Rosolini (Siracusa) – Al culmine dell’ennesima lite, per avere 20 euro, prima le avrebbe gettato del liquido infiammabile e poi avrebbe dato fuoco. Sebastiano Iemmolo, 36 anni, di Rosolini, è stato arrestato dalla polizia di Pachino per l’omicidio della moglie, Laura Pirri, 31 anni, deceduta all’ospedale Civico di Palermo il 25 marzo scorso dopo 18 giorni di agonia. L’uomo aveva detto agli investigatori che c’era stato un incidente domestico causato dall’esplosione improvvisa della bombola da campeggio con la quale stavano cucinando.

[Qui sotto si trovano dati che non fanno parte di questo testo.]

PR #332, opened 2025-10-20
feat(ffi): Add bcs conversion for primitive types + `String`

### LINKED ISSUE #231: Expose primitive type + `String` bcs conversion to bindings

Alex6323:
Closes #231


thibault-martinez:
How does this close #231?

DaughterOfMars (commented):
Yeah this isn't doing anything. The issue is about adding `to_bcs` and `from_bcs` for every type we want to serialize

crates/iota-sdk-ffi/src/lib.rs
```diff
@@ -137,3 +138,24 @@ pub fn hex_encode(input: &[u8]) -> String {
 pub fn hex_decode(input: String) -> crate::error::Result<Vec<u8>> {
     Ok(hex::decode(input)?)
 }
+
+macro_rules! export_basic_types_bcs_conversion {
```
DaughterOfMars: Can we call this `export_primitive_types_bcs_conversion`

crates/iota-sdk-ffi/src/lib.rs
```diff
@@ -137,3 +138,24 @@ pub fn hex_encode(input: &[u8]) -> String {
...
+            #[uniffi::export]
+            pub fn [< $name:snake _from_bcs >](input: &[u8]) -> crate::error::Result<$name> {
+                Ok(bcs::from_bytes(input)?)
+            }
+
+            /// Convert this type to BCS encoded bytes.
+            #[uniffi::export]
+            pub fn [< $name:snake _to_bcs >](input: $name) -> crate::error::Result<Vec<u8>> {
+                Ok(bcs::to_bytes(&input)?)
+
```
DaughterOfMars, line 56:
```suggestion
```

crates/iota-sdk-ffi/src/lib.rs
Alex6323: I did not call it primitive on purpose because of `String`, which is a derived type. If nobody cares, we can rename it though.

DaughterOfMars: I guess, but tbh it's still more clear with primitive

thibault-martinez: Yeah I'd say primitive as well

crates/iota-sdk-ffi/src/lib.rs
```diff
@@ -43,3 +44,23 @@ pub fn hex_encode(input: &[u8]) -> String {
 pub fn hex_decode(input: String) -> crate::error::Result<Vec<u8>> {
     Ok(hex::decode(input)?)
 }
+
+macro_rules! export_primitive_types_bcs_conversion {
+    ($($name:ty),+ $(,)?) => {
+        paste::paste! {$(
+            /// Create this type from BCS encoded bytes.
```
thibault-martinez: Not a big deal but possible to use the type name instead of "this type"?

thibault-martinez (approved):

crates/iota-sdk-ffi/src/lib.rs
DaughterOfMars: I fixed it. Took waaaaaay to long to notice that paste supports doc strings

Le indagini sono scattate dopo la testimonianza della madre della vittima che aveva raccontato che il figlio di 10 anni della coppia aveva detto di aver assistito all’omicidio della madre. Il procuratore Francesco Paolo Giordano, che col sostituto Tommaso Grillo ha coordinato le indagini, ha indagato Iemmolo e messo sotto intercettazioni ambientale la casa della madre dell’uomo dove era andato a vivere dopo il sequestro della casa coniugale.

La donna negli anni sarebbe stata vittima dei maltrattamenti dell’uomo, persona violenta, che per futili motivi avrebbe anche incendiato l’auto di un vicino. Il Gip Michele Consiglio ha emesso il provvedimento di arresto con l’accusa di omicidio, maltrattamenti, lesioni, incendio e calunnia. 

«Un episodio che sembrava frutto di un atto accidentale, ma la curiosità investigativa e la tenacia hanno ricostruito un’altra verità, molto più inquietante». Così il capo della Procura di Siracusa, Francesco Paolo Giordano, commenta il femminicidio scoperto dagli investigatori del commissariato di Pachino. «E poi ci siamo anche trovati di fronte ad un’ambiente omertoso, dovuto a tanti fattori culturali e storici anche in una provincia come quella di Siracusa e quindi non è stato facile penetrare nel muro di omertà che si era creato».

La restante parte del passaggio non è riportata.